> Records shown:
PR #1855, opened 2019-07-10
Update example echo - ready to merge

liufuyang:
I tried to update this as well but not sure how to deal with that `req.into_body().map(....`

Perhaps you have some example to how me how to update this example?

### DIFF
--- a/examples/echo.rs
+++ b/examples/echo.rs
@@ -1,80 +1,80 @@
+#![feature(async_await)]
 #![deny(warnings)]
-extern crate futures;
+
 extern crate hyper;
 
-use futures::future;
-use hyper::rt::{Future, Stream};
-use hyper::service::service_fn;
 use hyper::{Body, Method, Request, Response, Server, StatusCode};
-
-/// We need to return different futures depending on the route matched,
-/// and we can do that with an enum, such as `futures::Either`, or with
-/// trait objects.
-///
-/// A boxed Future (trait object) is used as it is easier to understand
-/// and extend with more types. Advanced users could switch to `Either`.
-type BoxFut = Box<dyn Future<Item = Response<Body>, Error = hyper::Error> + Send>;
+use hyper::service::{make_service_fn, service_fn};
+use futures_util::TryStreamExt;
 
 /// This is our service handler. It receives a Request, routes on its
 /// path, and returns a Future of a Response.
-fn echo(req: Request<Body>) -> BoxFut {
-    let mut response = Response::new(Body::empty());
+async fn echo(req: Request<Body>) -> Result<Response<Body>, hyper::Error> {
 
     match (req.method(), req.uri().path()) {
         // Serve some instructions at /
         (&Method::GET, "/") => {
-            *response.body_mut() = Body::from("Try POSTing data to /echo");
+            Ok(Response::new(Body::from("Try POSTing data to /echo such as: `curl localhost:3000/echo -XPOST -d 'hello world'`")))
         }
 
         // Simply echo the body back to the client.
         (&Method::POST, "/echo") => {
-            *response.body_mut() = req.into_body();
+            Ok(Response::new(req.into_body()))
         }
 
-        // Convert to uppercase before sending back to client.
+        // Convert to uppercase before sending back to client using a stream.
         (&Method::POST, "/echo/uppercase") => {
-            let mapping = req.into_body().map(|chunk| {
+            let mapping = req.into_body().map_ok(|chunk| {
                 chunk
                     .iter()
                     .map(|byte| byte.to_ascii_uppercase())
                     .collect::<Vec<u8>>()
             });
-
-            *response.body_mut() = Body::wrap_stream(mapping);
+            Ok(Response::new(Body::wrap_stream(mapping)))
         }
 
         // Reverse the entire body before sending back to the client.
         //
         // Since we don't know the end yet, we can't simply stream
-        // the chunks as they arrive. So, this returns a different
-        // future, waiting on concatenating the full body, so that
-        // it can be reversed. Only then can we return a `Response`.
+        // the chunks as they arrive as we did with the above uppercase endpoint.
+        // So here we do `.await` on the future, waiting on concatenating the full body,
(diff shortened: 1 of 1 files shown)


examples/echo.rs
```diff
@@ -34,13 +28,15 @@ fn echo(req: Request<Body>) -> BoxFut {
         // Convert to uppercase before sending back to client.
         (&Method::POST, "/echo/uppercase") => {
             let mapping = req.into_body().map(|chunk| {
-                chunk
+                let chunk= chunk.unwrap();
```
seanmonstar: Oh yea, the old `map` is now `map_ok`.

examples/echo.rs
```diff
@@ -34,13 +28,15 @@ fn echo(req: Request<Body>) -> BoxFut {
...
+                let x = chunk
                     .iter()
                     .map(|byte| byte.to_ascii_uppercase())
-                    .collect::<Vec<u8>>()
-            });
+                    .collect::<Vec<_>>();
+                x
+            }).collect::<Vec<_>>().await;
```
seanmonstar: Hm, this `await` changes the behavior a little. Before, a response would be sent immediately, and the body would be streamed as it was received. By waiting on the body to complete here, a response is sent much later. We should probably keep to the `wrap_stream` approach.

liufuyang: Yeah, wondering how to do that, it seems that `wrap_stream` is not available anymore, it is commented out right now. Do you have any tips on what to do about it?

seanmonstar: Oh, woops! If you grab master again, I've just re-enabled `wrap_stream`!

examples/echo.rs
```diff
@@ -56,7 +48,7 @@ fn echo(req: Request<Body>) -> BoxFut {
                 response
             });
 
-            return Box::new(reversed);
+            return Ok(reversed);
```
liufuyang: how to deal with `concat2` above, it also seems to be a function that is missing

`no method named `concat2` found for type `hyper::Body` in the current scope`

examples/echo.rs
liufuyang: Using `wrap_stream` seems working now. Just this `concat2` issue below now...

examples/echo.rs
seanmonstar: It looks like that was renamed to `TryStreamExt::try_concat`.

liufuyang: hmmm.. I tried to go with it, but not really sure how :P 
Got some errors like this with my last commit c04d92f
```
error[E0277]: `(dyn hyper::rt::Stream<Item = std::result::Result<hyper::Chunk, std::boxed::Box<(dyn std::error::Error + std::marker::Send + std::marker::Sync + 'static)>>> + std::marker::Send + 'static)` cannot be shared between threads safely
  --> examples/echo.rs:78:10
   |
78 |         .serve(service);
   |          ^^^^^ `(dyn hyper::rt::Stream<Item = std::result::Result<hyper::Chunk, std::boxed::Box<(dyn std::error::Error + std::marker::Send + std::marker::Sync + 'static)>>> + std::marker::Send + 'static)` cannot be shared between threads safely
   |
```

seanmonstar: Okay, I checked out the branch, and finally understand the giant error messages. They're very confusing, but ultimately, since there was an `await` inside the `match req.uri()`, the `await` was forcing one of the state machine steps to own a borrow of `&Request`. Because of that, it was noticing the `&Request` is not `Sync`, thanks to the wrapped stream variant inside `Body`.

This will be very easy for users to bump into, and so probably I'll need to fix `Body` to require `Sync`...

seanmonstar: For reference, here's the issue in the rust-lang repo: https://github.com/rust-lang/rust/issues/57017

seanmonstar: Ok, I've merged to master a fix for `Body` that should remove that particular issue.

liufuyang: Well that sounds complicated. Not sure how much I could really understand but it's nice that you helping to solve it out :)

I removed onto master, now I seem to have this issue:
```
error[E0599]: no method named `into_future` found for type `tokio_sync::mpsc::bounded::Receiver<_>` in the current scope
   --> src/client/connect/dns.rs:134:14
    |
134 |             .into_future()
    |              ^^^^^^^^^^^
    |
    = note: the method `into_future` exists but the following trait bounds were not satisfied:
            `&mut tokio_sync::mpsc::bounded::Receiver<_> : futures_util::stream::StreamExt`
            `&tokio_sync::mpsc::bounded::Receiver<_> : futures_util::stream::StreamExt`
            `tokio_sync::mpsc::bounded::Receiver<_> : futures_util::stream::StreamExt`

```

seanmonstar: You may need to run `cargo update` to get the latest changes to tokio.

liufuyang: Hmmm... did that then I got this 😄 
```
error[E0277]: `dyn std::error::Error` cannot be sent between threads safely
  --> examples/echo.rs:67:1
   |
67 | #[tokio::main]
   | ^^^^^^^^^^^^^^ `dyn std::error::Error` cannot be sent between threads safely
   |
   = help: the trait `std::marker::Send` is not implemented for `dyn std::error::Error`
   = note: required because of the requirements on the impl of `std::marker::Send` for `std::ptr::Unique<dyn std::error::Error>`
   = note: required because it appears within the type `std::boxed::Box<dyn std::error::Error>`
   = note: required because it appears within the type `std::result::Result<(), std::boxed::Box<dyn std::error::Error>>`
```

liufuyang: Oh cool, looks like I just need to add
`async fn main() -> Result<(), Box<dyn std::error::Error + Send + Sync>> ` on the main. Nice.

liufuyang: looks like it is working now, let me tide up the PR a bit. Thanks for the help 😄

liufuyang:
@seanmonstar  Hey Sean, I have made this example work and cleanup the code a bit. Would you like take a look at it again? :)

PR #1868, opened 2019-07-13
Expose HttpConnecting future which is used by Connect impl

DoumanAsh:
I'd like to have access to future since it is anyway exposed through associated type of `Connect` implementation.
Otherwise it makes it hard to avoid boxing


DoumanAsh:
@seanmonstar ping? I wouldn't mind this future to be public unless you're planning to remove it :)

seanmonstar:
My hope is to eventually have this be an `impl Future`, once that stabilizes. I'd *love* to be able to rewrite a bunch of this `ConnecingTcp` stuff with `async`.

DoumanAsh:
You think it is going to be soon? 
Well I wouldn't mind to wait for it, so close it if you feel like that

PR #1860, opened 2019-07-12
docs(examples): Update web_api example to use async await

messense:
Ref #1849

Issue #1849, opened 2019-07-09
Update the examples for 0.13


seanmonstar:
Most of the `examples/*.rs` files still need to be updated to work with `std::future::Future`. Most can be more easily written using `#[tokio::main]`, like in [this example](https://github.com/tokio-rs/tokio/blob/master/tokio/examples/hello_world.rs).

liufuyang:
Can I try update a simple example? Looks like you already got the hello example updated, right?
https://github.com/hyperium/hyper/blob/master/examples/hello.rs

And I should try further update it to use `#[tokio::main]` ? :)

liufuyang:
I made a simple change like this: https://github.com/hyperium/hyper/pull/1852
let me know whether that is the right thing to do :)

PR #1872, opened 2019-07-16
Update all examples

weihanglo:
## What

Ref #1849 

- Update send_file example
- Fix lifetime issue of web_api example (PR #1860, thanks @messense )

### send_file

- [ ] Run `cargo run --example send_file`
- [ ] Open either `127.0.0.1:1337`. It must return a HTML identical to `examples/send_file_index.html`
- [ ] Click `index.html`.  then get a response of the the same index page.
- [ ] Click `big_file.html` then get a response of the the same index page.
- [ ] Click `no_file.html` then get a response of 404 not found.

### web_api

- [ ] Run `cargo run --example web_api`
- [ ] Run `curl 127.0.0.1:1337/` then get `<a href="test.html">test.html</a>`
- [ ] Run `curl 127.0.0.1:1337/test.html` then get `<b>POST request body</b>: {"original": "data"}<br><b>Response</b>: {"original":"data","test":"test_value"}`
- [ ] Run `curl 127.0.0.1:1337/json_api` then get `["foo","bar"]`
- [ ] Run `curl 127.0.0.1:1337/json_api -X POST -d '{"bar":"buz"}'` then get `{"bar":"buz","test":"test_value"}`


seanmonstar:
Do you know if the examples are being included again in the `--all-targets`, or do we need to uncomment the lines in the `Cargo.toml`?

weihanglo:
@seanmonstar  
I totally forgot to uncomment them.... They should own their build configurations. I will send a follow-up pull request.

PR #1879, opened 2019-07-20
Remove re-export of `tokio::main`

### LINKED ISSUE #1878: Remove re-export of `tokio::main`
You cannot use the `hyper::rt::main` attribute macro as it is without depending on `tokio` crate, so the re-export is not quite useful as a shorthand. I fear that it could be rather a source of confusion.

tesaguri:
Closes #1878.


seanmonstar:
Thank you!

> Work required: Start with the line above that contains "liufuyang: hmmm.. I" and end with the line that contains "seanmonstar: For reference, here's". Write out those lines exactly, and only those.

> Output of the task:
liufuyang: hmmm.. I tried to go with it, but not really sure how :P 
Got some errors like this with my last commit c04d92f
```
error[E0277]: `(dyn hyper::rt::Stream<Item = std::result::Result<hyper::Chunk, std::boxed::Box<(dyn std::error::Error + std::marker::Send + std::marker::Sync + 'static)>>> + std::marker::Send + 'static)` cannot be shared between threads safely
  --> examples/echo.rs:78:10
   |
78 |         .serve(service);
   |          ^^^^^ `(dyn hyper::rt::Stream<Item = std::result::Result<hyper::Chunk, std::boxed::Box<(dyn std::error::Error + std::marker::Send + std::marker::Sync + 'static)>>> + std::marker::Send + 'static)` cannot be shared between threads safely
   |
```

seanmonstar: Okay, I checked out the branch, and finally understand the giant error messages. They're very confusing, but ultimately, since there was an `await` inside the `match req.uri()`, the `await` was forcing one of the state machine steps to own a borrow of `&Request`. Because of that, it was noticing the `&Request` is not `Sync`, thanks to the wrapped stream variant inside `Body`.

This will be very easy for users to bump into, and so probably I'll need to fix `Body` to require `Sync`...

seanmonstar: For reference, here's the issue in the rust-lang repo: https://github.com/rust-lang/rust/issues/57017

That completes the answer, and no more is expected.